If you've met me, you've heard me talk about my love of romance novels. I don't generally read any speculative fiction, but loving a happily-ever-after doesn't mean I don't find fascinating the "what if?" trope of speculative fiction. Since I first read it in middle school, I've loved that Ray Bradbury short story about stepping off the path in the past to squash the butterfly. I also ate up that Philip Roth novel about what the world would be if Charles Lindbergh had beaten Franklin Roosevelt in the presidential election of 1940. Today, I'm veering from my usual extolling-romance-novels script to talk about a what-if novel that shook me.
Having read Little Fires Everywhere and taught Everything I Never Told You, I was excited when my friend and writing partner (Thanks, MC!) recommended Celeste Ng's newest book, Our Missing Hearts. Little did I know how powerful I would find the book. I won't give anything away about where the novel leads, but I will tell you some of the things I liked about it. If you're going to read it no matter what, and don't want spoilers even for the first few pages or general topics covered, maybe you should go read the book and then come back here to see if you agree with my thoughts.
The central what-if of the text has to do with people's need to scapegoat. I imagine that when Ng heard our ex-president's calling COVID by an unkind, country-named slur, she thought about where that unhelpful thinking leads. She must have been considering what would happen if people embraced that kind of blame-assigning and racism during a longer pandemic than the physical one.

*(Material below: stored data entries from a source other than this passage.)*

PR #589, opened 2026-09-21
fix(*): stop a save from un-archiving what somebody else archived

gloryfromca:
## Summary

The follow-up #585 named. Archiving a conversation from one client and then
saying anything in another put it straight back, and #585 only narrowed that: it
stopped the archive verb from erasing what other writers had added, not other
writers from erasing the archive.

The cause is one line of behaviour. Saving rewrites the whole metadata record from
one copy of it, so it speaks for every key that copy happens to hold. A page and a
terminal over one home are two managers over one file: whichever saves second wins
the whole record, and the flag written after that copy was loaded is gone. Six
places did it -- five verbs that each meant one key, and the turn path, which saves
on every message and is the one a person actually hits.

Two changes, in this order because the second depends on the first.

**Every metadata write names the key it means.** Pin, rename, the per-conversation
model and permission mode, and the ACP usage owner append the one key they mean,
the way the auto-archive pass and (since #585) the archive verb already did.
Unpinning writes `pinned: False` and a hand-typed title writes `title_auto: False`,
because an appended key can set a key and not remove one. Every reader of both asks
whether the flag is true, so the two spellings read alike.

**A save keeps the keys it never touched.** The record it writes is now this copy's
metadata over the record on disk, read and written inside one write transaction so
nothing lands between the two. The re-read is skipped while the file is byte for
byte what this copy last read or wrote -- which is every save while one writer has
the conversation, so the scan is paid for only when somebody else has actually
written to it.

That merge cannot tell a key this copy dropped from one it never had, which is why
the removers had to be converted first. The last one was the output-limit marker in
the turn path; it writes `None`, and its reader asks for an int. The rule now holds
across the file and is stated on `_metadata_to_write`: a remover that clears by
omission will find its key handed back.

## Type

- [x] Fix

## Verification

```
uv run --all-extras pytest -q
# 24148 passed, 111 skipped, 4 failed
```

The four are this machine's, not the branch's: checked out the base revision with
these changes removed and they fail identically there, then restored and compared
the files byte for byte. Two are the vendored tool-face pair, which this checkout
fails because its virtualenv carries `web_search` and CI's does not (both are green
on CI); one is a token-budget case; one needs a cairo library this machine has not
got.

```
uv run ruff check raven tests          # All checks passed
uv run ruff format --check raven tests # already formatted
```

Every new case was checked against the base revision with the fix removed, by
restoring the file from HEAD rather than stashing, and the files were compared byte
for byte afterwards:

| Case | On base |
|---|---|
| `test_a_save_keeps_a_key_another_writer_added` | fails: the conversation is un-archived by the other writer's next save |
| `test_a_save_does_not_resurrect_a_key_this_copy_cleared` | fails |
| `test_a_save_re_reads_only_when_the_file_moved` | fails: it re-reads every time |
| `test_pinning_and_renaming_keep_a_key_another_writer_added` | fails: the foreign key is gone after either verb |
| `test_a_conversation_mode_keeps_a_key_another_writer_added` | fails |

The first of those is the two-manager reproduction from the review on #585, and it
is the one that says this is closed.

Three more cases cover branches the diff-coverage gate found bare: a filesystem that
refuses the append, on both pin and rename, and a transcript that has lost its
metadata record.

## Risk

`save` is the hottest write path in the product, and it gains a `stat` per call plus
a full read of the transcript when that `stat` shows the file moved under it. The
stamp is what keeps the read off the ordinary path: one writer saving its own
conversation never pays it. The read is bounded by the transcript's length and
happens once per foreign write, not once per turn.

The merge is only safe while no writer clears a key by leaving it out. All three
that did have been converted, and the rule is stated where the merge is, but it is a
convention a future writer can break quietly. A test pins the behaviour from the
clearing side rather than only the keeping side.

Rolling back is the two commits; nothing is written to disk that an older build
cannot read, since the added values -- `pinned: false`, `title_auto: false`,
`output_limit_turn_at: null` -- are all falsy where an older build expected the key
to be missing.

## Related Issues

N/A


raven/session/manager.py
```diff
@@ -716,33 +734,66 @@ def save(self, session: Session) -> None:
...
+        writer -- so a conversation pays for the scan only when somebody else
+        has actually written to it.
+        """
+        stamp = _stamp(path)
+        if stamp is None or stamp == session._file_stamp:
+            return session.metadata
+        last, *_rest = self._scan_file(path)
+        if last is None:
+            return session.metadata
+        return {**(last.get("metadata") or {}), **session.metadata}
```
gloryfromca: Blocking: save must distinguish locally changed keys from stale keys already present in the loaded snapshot.

`session.metadata` is the entire snapshot loaded by this client, not just the keys this client changed. After a restore has persisted `archived=False`, client A can load that value, client B can archive the conversation with `archived=True`, and then A's next ordinary turn save reaches this merge and overlays the newer `True` with its stale `False`. I reproduced that exact sequence on this head; the final record was unarchived again. The current test covers only the easier case where A never had an `archived` key. The merge needs dirty-key or baseline information so only values changed by this `Session` override the record read under the transaction.

gloryfromca (commented):
Blocking: a stale existing metadata value can still overwrite a newer persisted value.

I found one blocking correctness issue, marked inline. The new merge protects keys absent from a stale copy, but a session copy is a full snapshot; once a key already exists, its stale value still wins over the newer record. That leaves the change's advertised archive scenario reproducibly broken after the conversation has been restored once.

Coverage: reviewed `git diff github/refactor/ui_web_architecture...HEAD`, the branch commits and relevant history, the session manager's locking and cache behavior, RPC/config/ACP/turn-path callers, the explicit-false backward-compatibility paths, the changed tests for weakening, and the Runtime/TUI/Web architecture constraints in the repository context files. I found no additional in-scope issue.

Verification:
- `uv run pytest tests/test_session_manager.py tests/test_rpc_session.py tests/test_rpc_config.py tests/test_agent_loop_empty_recovery.py tests/test_acp_methods.py -q`: 506 passed.
- A plain supplementary run reported 133 passed and 95 setup errors because the optional `raven_everos` distribution was absent; rerunning the same selection with the repository-declared extra, `uv run --extra dev pytest tests/test_agents_code_launcher.py tests/test_config_live.py tests/test_rpc_settings.py -q`, passed all 228 tests.
- A direct reproduction on this head observed `archived` change `False -> True -> False` when the final step was a save by the stale client.

gloryfromca:
Taken, and it is mine: the explicit-false convention two commits earlier is what turned a cleared flag into an existing value, and the merge then handed that stale value the same standing as a deliberate one. Fixed in d470b68ba.

A session's `metadata` is the snapshot it loaded, so overlaying it whole could only ever protect keys it had never seen. It now carries the metadata as it last read or wrote the file; what its current metadata says that this does not is what it changed, and only that outranks a record written since. A key it read and left alone defers to the record.

Your sequence is the case, written against the same three steps and red on the head you reviewed:

`test_a_save_does_not_write_back_a_value_it_only_read` -- restore persists `archived: False`, a second manager loads it, the first archives, the second saves an ordinary turn. Was False on 2d5c59021, is True now.

Restore is unaffected, which is the thing worth saying out loud, because "the newer record wins" would have broken it. Three shapes, run on this head:

| A second client... | on disk after its save |
|---|---|
| only read `archived: False`, then saved a turn | archived |
| actually restored the conversation | not archived |
| never carried the key at all | archived |

Only a client that means the flag has changed it, and only that speaks. Two clients that both genuinely change it in the same window still resolve last-writer-wins, which for a flag is the answer.

Verification on this head: `uv run --all-extras pytest -q` -- 24149 passed, 111 skipped, 4 failed. The four are this machine's and not the branch's: they fail identically with these changes removed from a checkout of the base revision, restored and compared byte for byte afterwards. Two are the vendored tool-face pair, which this virtualenv fails because it carries `web_search` and CI's does not; one is a token-budget case; one needs a cairo library this machine has not got. `make coverage-diff` against the target branch reports 100.00% (56/56).

raven/session/manager.py
```diff
@@ -167,6 +180,15 @@ class Session:
...
     _persisted_count: int = field(default=0, repr=False)
+    # What the transcript looked like the last time this copy read or wrote it,
+    # as (size, mtime_ns). save() compares it to decide whether anybody else
+    # has written since, and only then re-reads the record to merge under.
+    _file_stamp: tuple[int, int] | None = field(default=None, repr=False)
+    # The metadata as this copy last read it from the file or wrote it there.
+    # What ``metadata`` says that this does not is what this copy changed, and
+    # only that may outrank a record written since -- the snapshot itself is
+    # every key the file held at load, most of which this copy never meant.
+    _persisted_metadata: dict[str, Any] = field(default_factory=dict, repr=False)
```
gloryfromca, line 191: Blocking: `append_metadata_patch` must update the baseline after persisting a cached session's patch.

This field is updated on load and whole-session save, but not when `append_metadata_patch` writes through lines 702-706. That method updates `cached.metadata` only, so the persisted patch still differs from `_persisted_metadata` and is treated as an unsaved local change forever. Reproduction: manager A loads `archived=False`; A patches `True`; manager B later patches `False`; then A's next ordinary turn save classifies its already-persisted `True` as `changed` and overwrites B's newer restore. The final record is `True`. Advance the cached baseline (and its file observation as appropriate) when the patch lands so a subsequent writer gets the same precedence it gets after `save`.

gloryfromca (commented):
Blocking: metadata-only writes must advance the cached session's persisted baseline.

The revision fixes the previously reported loaded-snapshot sequence, but the new baseline is not maintained by `append_metadata_patch`, even though that method both writes the file and updates the cached session. One new blocker is marked inline.

Coverage: reviewed the full target diff and the `2d5c59021cec...d470b68bafc5` delta, the save/patch/cache callers and history, explicit-false compatibility, changed tests for weakening, repository rules, and the Runtime/TUI/Web architecture boundaries. No other in-scope issue remained after refutation.

Verification:
- `uv run pytest tests/test_session_manager.py tests/test_rpc_session.py tests/test_rpc_config.py tests/test_agent_loop_empty_recovery.py tests/test_acp_methods.py -q`: 507 passed.
- The prior `False -> True -> stale save` reproduction now preserves `True`.
- A direct same-manager reproduction observed `True -> another client writes False -> ordinary save -> True`, because the first `True` patch remained classified as a local change after it had already reached disk.

raven/session/manager.py
gloryfromca: Blocking: a separate cached-baseline defect remains on this revision.

The exact sequence raised in this thread is fixed: a session that merely loaded `archived=False` now defers to the newer `archived=True` record on its next save. This thread is therefore settled and can close. The remaining blocker is distinct: a patch persisted through the same cached manager is not added to its new baseline, so it can overwrite a later writer on the following save: https://github.com/EverMind-AI/Raven/pull/589#discussion_r4060336798

raven/session/manager.py
gloryfromca: Premise confirmed and fixed in b5900962c.

`append_metadata_patch` now advances the baseline alongside the cached value:

```python
cached = self._cache.get(key)
if cached is not None:
    cached.metadata.update(patch)
    # These keys are on disk now, so they are no longer this copy's
    # unsaved opinion: left out of the baseline the patch reads as a
    # local change on every later save and is asserted again over
    # whatever anybody wrote in between. ``_file_stamp`` deliberately
    # stays stale -- the file also carries the record this merged into,
    # and a stale stamp is what makes the next save re-read it.
    cached._persisted_metadata.update(patch)
```

`_file_stamp` is deliberately left alone. Its meaning is "the file is what I last saw", and after the patch the file also carries whatever the record it merged into held. Advancing it would let the next `save()` take the early return and write this copy's metadata whole, which is the bug the merge exists to prevent.

Your sequence is the new test, `test_a_patch_stops_being_a_local_change_once_it_is_on_disk` in `tests/test_session_manager.py`: manager A saves `archived=False`, patches `True`, manager B patches `False`, A takes an ordinary turn and saves. The file must still read `False`. Reverse-verified: with `raven/session/manager.py` restored to d470b68ba the test fails on that assertion (`True is not False`); with the fix it passes.

Verification on this head: `tests/test_session_manager.py` 94 passed; the touched suites (`test_session_manager`, `test_rpc_session`, `test_rpc_config`, `test_agent_loop_empty_recovery`, `test_acp_methods`) 508 passed after rebasing onto 3b35ee5a4; `uv run --all-extras pytest -q` 24150 passed with 4 failures that reproduce on the base revision unchanged (two launcher tool-face tests, a token-budget test, a ppt test needing cairo); diff coverage 100 percent (57/57 changed executable lines) against `refactor/ui_web_architecture`.

gloryfromca (commented):

The cached baseline now advances when a metadata patch reaches disk, while the deliberately stale file stamp forces the next whole save to re-read unrelated fields. The previously failing same-manager sequence now preserves the later writer's restore.

Coverage: reviewed `git diff github/refactor/ui_web_architecture...HEAD`, confirmed with `git range-diff` that the four rebased earlier commits are patch-equivalent to the revisions already reviewed, inspected the new patch/baseline/stamp behavior and all patch callers, checked backward compatibility and the changed test for weakening, and rechecked the repository rules plus Runtime/TUI/Web architecture boundaries. No plain error remained.

Verification:
- Direct reproduction: manager A patches `archived=True`, manager B later patches `False`, then A saves an ordinary turn; the final record remains `False`.
- `uv run pytest tests/test_session_manager.py tests/test_rpc_session.py tests/test_rpc_config.py tests/test_agent_loop_empty_recovery.py tests/test_acp_methods.py -q`: 508 passed.

raven/session/manager.py
gloryfromca: No blockers; this can merge as far as I am concerned.

Confirmed on `b5900962ccf6`: the baseline advances for the persisted patch while the stale file stamp makes the following save re-read the later writer. The exact reproduction now finishes with `archived=False`, and the touched suites pass all 508 tests. This finding is fixed and the thread can close.

0xKT (approved):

From that central kernel, she crafted a love story for the bond between parents and their children, for the importance of public libraries and the amazing people who work in them, and for words themselves. Ng demonstrates how poetry can mold our minds and stories can still us, unite us, recall us, and shape us.
The story, set in a not-entirely-different-from-our-world's Cambridge, MA, follows the experiences of a twelve-year-old boy as he navigates his biracial identity with his present white-American father and his missing Chinese-American mother.
Ng's stunning prose reads like the poetry she extols. The book provides a call-to-action, showing what will happen if those of us not targeted by hatred and racism do nothing to slow its roll. No, that's not quite right, so I'll rephrase, feeling the blame of this next line the more I think about it. The book provides a call-to-action, showing what has already happened, what we who have not been directly hurt by xenophobia have let happen by doing nothing to slow the roll of hatred. The later phrasing makes me want to do better.
I don't want to give away anything specific about the book, so I'll stop here. Get a copy to see what you think. Then, please come back online to share a comment, or, if you're inspired, go do something to stop the spread of xenophobia, racism, and hatred, and then come back here to share your ideas about how to do that.